¿Amenaza o fantasía? Este es el momento de la inteligencia artificial general
Llamada a superar al ser humano en todos los campos, la AGI representa para algunos la mayor distopía de la historia

Escena de la película 'Yo, robot'. | Hispano Foxfilm
Desde que la moda de la inteligencia artificial generativa se instaló en los medios, los fondos de inversión y algunas empresas, el debate en torno al futuro del trabajo también ha pasado al primer plano. De vez en cuando, al ciudadano se le recuerda que una economía sin trabajadores podría ser posible en un futuro incierto, aunque tal vez no muy remoto. Ese es uno de los objetivos perseguidos con el desarrollo de la IA General (AGI en sus siglas en inglés).
La definición facilitada por el chatbot español de Luzia dice que la AGI «se refiere a un tipo de inteligencia artificial que tiene la capacidad de entender, aprender y aplicar conocimientos de manera similar a un ser humano. A diferencia de la inteligencia artificial estrecha (o débil), diseñada para asumir tareas específicas (reconocimiento de voz, traducciones), la AGI sería capaz de acometer cualquier tarea cognitiva propia de las personas».
Cinco son las características definitorias de la AGI: versatilidad, aprendizaje autónomo, comprensión de conceptos abstractos, toma de decisiones e interacción social. Se trata, en esencia, de igualar y superar al sapiens en todos los campos del intelecto, con un alto factor de riesgo: la independencia de la máquina, es decir, la ausencia de supervisión o la existencia –en el mejor de los casos– de un control humano demasiado blando y difuso.

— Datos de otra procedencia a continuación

Issue #370, opened 2022-05-27
Test Managed Transport


pjbgf:
The Git related tests must be refactored to ensure the Managed Transport is being used.
Given that a lot of the testing logic is based on `git2go`, by enabling the Manage Transport of the controller we are also changing the behaviour of the tests themselves.

Extra points to consider:
- `libgit2` checkout func now have the side effect of removing the Transport Options even if they were added by the caller. We probably want to change this. 
- Run both managed and unmanaged tests whilst we support the latter.

pjbgf:
Managed transport has been deprecated since [v0.24.0](https://github.com/fluxcd/image-automation-controller/blob/main/CHANGELOG.md#0240) and therefore this is no longer required.

PR #330, opened 2022-03-23
Fix bug when pushing into different branch

pjbgf:
Changes replacing go-git with git2go introduced a bug in which pushes into new branches squashes all commits into one.

Relates to: https://github.com/fluxcd/image-automation-controller/issues/329

PR #373, opened 2022-06-02
git: refactor tests to use managed transports and fix switchToBranch

aryan9600:
This PR is a follow up to #369.
It refactors the tests to use managed transports, since that's the default now. 
It also fixes a regression introduced in #330, which would result in the controller failing to push commits, if the remote is ahead of the local branch. This was partially addressed in #369, by fetching the commits, but it failed to update the local branch target to be at the latest commit.

Fixes most of #370

### DIFF
--- a/controllers/git_test.go
+++ b/controllers/git_test.go
@@ -10,6 +10,9 @@ import (
 
 	"github.com/go-logr/logr"
 	libgit2 "github.com/libgit2/git2go/v33"
+	"k8s.io/apimachinery/pkg/types"
+
+	. "github.com/onsi/gomega"
 
 	"github.com/fluxcd/pkg/gittestserver"
 	"github.com/fluxcd/source-controller/pkg/git/libgit2/managed"
@@ -129,12 +132,12 @@ func TestPushRejected(t *testing.T) {
 	}
 
 	// this is currently defined in update_test.go, but handy right here ..
-	if err = initGitRepo(gitServer, "testdata/appconfig", "master", "/appconfig.git"); err != nil {
+	if err = initGitRepo(gitServer, "testdata/appconfig", "test", "/appconfig.git"); err != nil {
 		t.Fatal(err)
 	}
 
 	repoURL := gitServer.HTTPAddressWithCredentials() + "/appconfig.git"
-	repo, err := clone(repoURL, "master")
+	repo, err := clone(repoURL, "test")
 	if err != nil {
 		t.Fatal(err)
 	}
@@ -148,7 +151,7 @@ func TestPushRejected(t *testing.T) {
 	repo.Remotes.SetUrl("origin", transportOptsURL)
 
 	// This is here to guard against push in general being broken
-	err = push(context.TODO(), repo.Workdir(), "master", repoAccess{})
+	err = push(context.TODO(), repo.Workdir(), "test", repoAccess{})
 	if err != nil {
 		t.Fatal(err)
 	}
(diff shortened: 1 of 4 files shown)


controllers/imageupdateautomation_controller.go
```diff
@@ -784,15 +784,28 @@ func switchToBranch(repo *libgit2.Repository, ctx context.Context, branch string
...
-	}
-	if localBranch == nil {
-		return fmt.Errorf("cannot create local branch '%s': %w", branch, err)
+		// We could've done something like:
+		// lb, err := repo.CreateBranch()
+		// if lb != nil {
+		//	 defer lb.Free()
+		//	 localBranch = lb.Reference
+		// }
+		// But for some reasone, calling `lb.Free()` under any circumstances, causes a really
```
hiddeco, line 798:
```suggestion
		// But for some reason, calling `lb.Free()` under any circumstances, causes a really
```

controllers/update_test.go
```diff
@@ -1123,40 +1157,53 @@ func mockSignature(time time.Time) *git2go.Signature {
...
-func clone(repoURL, remoteName, branchName string) (*git2go.Repository, error) {
+func clone(repoURL, branchName string) (*git2go.Repository, error) {
 	dir, err := os.MkdirTemp("", "iac-clone-*")
 	if err != nil {
 		return nil, err
 	}
+	transportOptsURL := "http://" + randStringRunes(5)
+	managed.AddTransportOptions(transportOptsURL, managed.TransportOptions{
+		TargetURL: repoURL,
+	})
```
darkowlzz, line 1168: Since transport options now accept context, `clone()` can accept a context and pass it to transport option.

controllers/update_test.go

Agua debe llevar este río cuando en su cauce suenan los nombres de OpenAI, Anthropic, Google (DeepMind), Microsoft, Meta y Nvidia, todas ellas compañías multimillonarias y todas ellas con apuestas firmes sobre la mesa para avanzar en el campo de la AGI. Por ahora, nadie se atreve a lanzar un pronóstico sobre cuándo estas herramientas podrían estar disponibles a escala industrial. Si los más optimistas creen que la eclosión tendrá lugar en la década que arranca en 2030, otros aseguran que la AGI queda aún a siglos de distancia.

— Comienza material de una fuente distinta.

PR #384, opened 2022-06-08
Update github.com/fluxcd/source-controller v0.25.5

pjbgf:
This version of source-controller fixes an issue when checking `known_hosts` by which previous attempted hashes would overflow into the subsequent hash input, rendering the results invalid. This would only impact cases in which multiple hashes were provided for a single target host.

Fixes https://github.com/fluxcd/image-automation-controller/issues/378.


stefanprodan (changes requested):
Please link to https://github.com/fluxcd/image-automation-controller/issues/378 and explain in the description how this fixed a regression bug.

stefanprodan (approved):
LGTM

Thanks @pjbgf

PR #388, opened 2022-06-12
Add new flag --ssh-hostkey-algos

pjbgf:
The new flag allow users to set the list of hostkey algorithms to use for ssh connections, enabling them to ensure specific are/aren't used.

Aligns with source controller flags.


aryan9600 (approved):
LGTM!

PR #392, opened 2022-06-14
Add logging when adding files to index

aryan9600:


pjbgf:
PS: This PR is for debug purposes only and is to be merged into the `change-index` branch.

Tres son los desafíos que plantea esta disrupción aún nebulosa. Uno afecta directamente al empleo, ya que la tentación de relevar al humano con máquinas superinteligentes, con el consiguiente ahorro de costes y la sacrosanta eficiencia por bandera, conduciría a una sociedad con elevadas tasas de paro donde la única solución sería instaurar una renta básica universal de notable importe (sólo así se salvaría el consumo).

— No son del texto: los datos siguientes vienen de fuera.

Issue #988, opened 2015-05-08
Properly handle singleton reads in normalize-by-median.


ctb:
This fits into the #732 bucket, improving user experience.

These ideas and issues most recently raised in conversation with @drtamermansour, but leaning on conversations with @camillescott and @mr-c also.

singleton reads/read files are poorly handled by normalize-by-median in workflows and elsewhere. A few thoughts --

1. By default, normalize-by-median should accept and deal with broken-paired properly (pairs dealt with as pairs, singletons dealt with as singletons).

2. -p should require correct pairing, and we will need a new option to force into singleton mode (all sequences treated as singletons) - looking at sample-reads-randomly/#933, --force-single seems fine.

3. We should provide a new option that, with '-p' forcing pairs, allows a singleton file (or files) to be passed in and treated w/o requiring pairing.  Something like --singletons.

ctb:
Note that option number 3 was already implemented in #957 by @susinmotion! Excellent :)

bocajnotnef:
re 2: What does 'correctly paired' mean in this context?

ctb:
Operationally speaking, the broken_paired_reader will return two records if the records are properly paired.  See existing -p logic.

bocajnotnef:
If -p already does correct pairing is that component of 2 done, and we just need force-singletons?

ctb:
yes, assuming you have integrated in broken_paired_reader.

drtamermansour:
This discussion about correct pairing is confusing to me. Please correct me if I am getting this wrong. I think option number 1 means that the script would accept the input data file (without any arguments). The script would expect that the input has mixed proper paired and singletons (e.g. The output of fastq_quality_filter). This mean that the user does not need to extract paired ends from the interleaved files anymore.  Option  2 means the -p will expect a correctly paired end file and will fail with file containing mix of PE and single tones. The --force-single will forcibly utilize the input as single reads.

ctb:
Yep, exactly!

ctb:
Done in #1057 and #1010.

PR #1057, opened 2015-06-01
Refactor normalize-by-median stage 1: broken_paired

bocajnotnef:
In this exciting episode of "Jake plays with khmer" we'll be implementing broken_paired_reader in noramlize-by-median to fix some things.

Relevant to #1006, #988


scripts/normalize-by-median.py
```diff
@@ -55,14 +55,25 @@ def WithDiagnostics(ifile, batch_size, fp, paired, norm):
...
-    for index, batch in enumerate(batchwise(
-                                  screed.open(ifile, parse_description=False),
-                                  batch_size)):
+    screed_iter = screed.open(ifile, parse_description=False)
+    reader = broken_paired_reader(screed_iter, force_single=single)
 
-        norm.total += batch_size
+    for index, paired_reads, read0, read1 in reader:
+
+        batch = []
```
bocajnotnef: I'm split on this--Currently, I have it set up so that the actual normalize algorithm/implementation doesn't have to be changed, it still uses a `batch` and not two independent reads (or one read, as the case may be).

I feel like it's cleaner this way--otherwise I'd have to overhaul a lot of Normalizer's logic and it'd just look messier for no real gain in functionality. 

@luizirber @ctb @camillescott Opinions?

bocajnotnef:
in the code to handle paired/unpaired data:

```
412         if not args.single_output_file:                                        
413             output_name = os.path.basename(args.unpaired_reads) + '.keep'      
414         outfp = open(output_name, 'w')  
```

Commented it out and nothing breaks and the variable `outfp` doesn't appear to be used anywhere in the code.

bocajnotnef:
Aha, it appears that it's handled within `normalize_by_median_and_check`

Weird.

scripts/normalize-by-median.py
```diff
@@ -55,14 +55,25 @@ def WithDiagnostics(ifile, batch_size, fp, paired, norm):
...
+        batch.append(read0)
+        if read1 is not None:
+            batch.append(read1)
+
+        if paired_reads:
```
bocajnotnef: unnecessary: remove

scripts/normalize-by-median.py
```diff
@@ -72,25 +83,32 @@ def WithDiagnostics(ifile, batch_size, fp, paired, norm):
 
             print('... in file ' + input_filename, file=sys.stderr)
 
-            if report_fp:
+            if fp:
```
bocajnotnef: change recommended by @luizirber from the last pull:
https://github.com/dib-lab/khmer/commit/a163fa645a8938d557d0e4a586741fddf36b59cf#commitcomment-11477819

scripts/normalize-by-median.py
ctb: On Tue, Jun 02, 2015 at 11:01:08AM -0700, Jake Fenton wrote:
> >  
> > -        norm.total += batch_size
> > +    for index, paired_reads, read0, read1 in reader:
> > +
> > +        batch = []
> 
> I'm split on this--Currently, I have it set up so that the actual normalize algorithm/implementation doesn't have to be changed, it still uses a `batch` and not two independent reads (or one read, as the case may be).
> 
> I feel like it's cleaner this way--otherwise I'd have to overhaul a lot of Normalizer's logic and it'd just look messier for no real gain in functionality. 
> 
> @luizirber @ctb @camillescott Opinions?

*shrug* submit your code and we'll take a look :)

bocajnotnef:
retest this, please

bocajnotnef:
@ctb @luizirber CR, please?

scripts/normalize-by-median.py
```diff
@@ -72,25 +76,25 @@ def WithDiagnostics(ifile, batch_size, fp, paired, norm):
...
                       1. - (discarded / float(total)), file=fp)
                 report_fp.flush()
 
         # If in paired mode, check that the reads are properly interleaved
-        if paired:
-            if not check_is_pair(batch[0], batch[1]):
-                raise IOError('Error: Improperly interleaved pairs \
-                    {b0} {b1}'.format(b0=batch[0].name, b1=batch[1].name))
-
+        if paired and not paired_reads:
```
ctb: This is confusing language... suggest 'force_paired' for first name, 'is_paired' for second variable name.

scripts/normalize-by-median.py
```diff
@@ -55,11 +53,17 @@ def WithDiagnostics(ifile, batch_size, fp, paired, norm):
 
     index = 0
 
-    for index, batch in enumerate(batchwise(
-                                  screed.open(ifile, parse_description=False),
-                                  batch_size)):
+    screed_iter = screed.open(ifile, parse_description=False)
+    reader = broken_paired_reader(screed_iter, force_single=single)
```
ctb: reader should be passed in; broken_paired_reader should be called outside of WithDiagnostics; filename can be passed in together with reader but should only be used for reporting.

scripts/normalize-by-median.py
```diff
@@ -55,11 +53,17 @@ def WithDiagnostics(ifile, batch_size, fp, paired, norm):
...
+
+    for index, paired_reads, read0, read1 in reader:
 
-        norm.total += batch_size
+        batch = []
```
ctb: please move batching into normalizer; it's not needed here.

scripts/normalize-by-median.py
```diff
@@ -102,12 +106,8 @@ def __call__(self, input_filename, force_paired=False):
         desired_coverage = self.desired_coverage
         ksize = self.htable.ksize()
 
-        batch_size = 1
-        if force_paired:
-            batch_size = 2
-
-        for batch in WithDiagnostics(input_filename, batch_size,
-                                     self.report_fp, force_paired, self):
+        for batch in WithDiagnostics(input_filename, self.report_fp,
```
ctb: WithDiagnostics should yield as if it's broken_paired_reader, not batches.

ctb:
done.

bocajnotnef:
@ctb Updated; CR/merge?

scripts/normalize-by-median.py
```diff
@@ -55,11 +53,13 @@ def WithDiagnostics(ifile, batch_size, fp, paired, norm):
 
     index = 0
 
-    for index, batch in enumerate(batchwise(
-                                  screed.open(ifile, parse_description=False),
-                                  batch_size)):
+    for index, is_paired, read0, read1 in reader:
+
+        if read1:
```
ctb: if is_paired:

ctb:
Please remove batchwise function.

bocajnotnef:
@ctb Updated (and a streak of five good CI checks)

ctb:
A few explicit goals of my review moving forward, to help guide you in your changes:

first, eliminate as many of the function arguments as possible. You're passing around a lot of information that seems unnecessary. Actually eliminating it is tricky but I'll do my best to help you figure out how :)

second, I'd like you to make as much of the utility code as reusable as possible. I'm particularly interested in the checkpointing/failsafe stuff, and perhaps the diganostics stuff.

More specific points incoming shortly.

bocajnotnef:
Part of me was considering just passing around the `args` from main but that seems like a bad way to do it.

My concern with making more use of the utility code is that it would specialize it more, which would reduce it's re-usability.

ctb:
On Wed, Jun 03, 2015 at 10:07:05AM -0700, Jake Fenton wrote:
> Part of me was considering just passing around the `args` from main but that seems like a bad way to do it.

Yes, I don't mean "package same information up in fewer variables", I mean
"minimize information passing".

> My concern with making more use of the utility code is that it would specialize it more, which would reduce it's re-usability.

I meant the opposite of that :)

bocajnotnef:
Right, agreed on both points. Tricky indeed, but that's the fun.

ctb:
See #1064 for a suggestion; what do you think?

ctb:
Can you try moving the reporting here:

https://github.com/dib-lab/khmer/blob/fd42746179e53c05b4aa3dc35c97f738fe0962bf/scripts/normalize-by-median.py#L210

and here:

https://github.com/dib-lab/khmer/blob/fd42746179e53c05b4aa3dc35c97f738fe0962bf/scripts/normalize-by-median.py#L173

into WithDiagnostics?

ctb:
This is called "programming by undergraduate", in case you're wondering :)

bocajnotnef:
the broken_paired requiring/dealing with paired makes sense--I it was mentioned in the original `broken_pair_reader` pull that it needed a `force_paired`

Otro alude a una concentración todavía mayor de la riqueza. La brecha entre ricos y pobres crece, pero también lo hace la diferencia entre las empresas que dominan la economía mundial, muchas de ellas estadounidenses, y el resto. Si Google, Meta y Microsoft son propietarias de esas AGIs cuasi perfectas, en sus manos estaría el porvenir de sociedades enteras. Tampoco es baladí el efecto secundario que ya se atisba con Elon Musk y Larry Ellison: los tecno-magnates quieren su parte del pastel político. Más poder sobre el poder.
El tercero aterriza de lleno en el corazón del cibercrimen. La AGI podría ponerse al servicio de campañas de desinformación y todo tipo de ataques digitales. A escala bélica, igual que ocurre hoy con los drones en la guerra de Ucrania, ejércitos y resistencia podrían recurrir a un grado de automatización inédito e incluso derivar algunas decisiones estratégicas a estos cerebros sintéticos.
Aunque llueve sobre mojado y la AGI no supone de momento más que una aspiración en la eterna carrera disruptiva, el debate sobre el componente ético ya existe e incluso es alentado desde el propio sector, empezando por OpenAI y acabando por Microsoft. «Será la propia sociedad –explica el profesor y consultor Juan Ignacio Rouyet– la que termine pidiendo una IA confiable».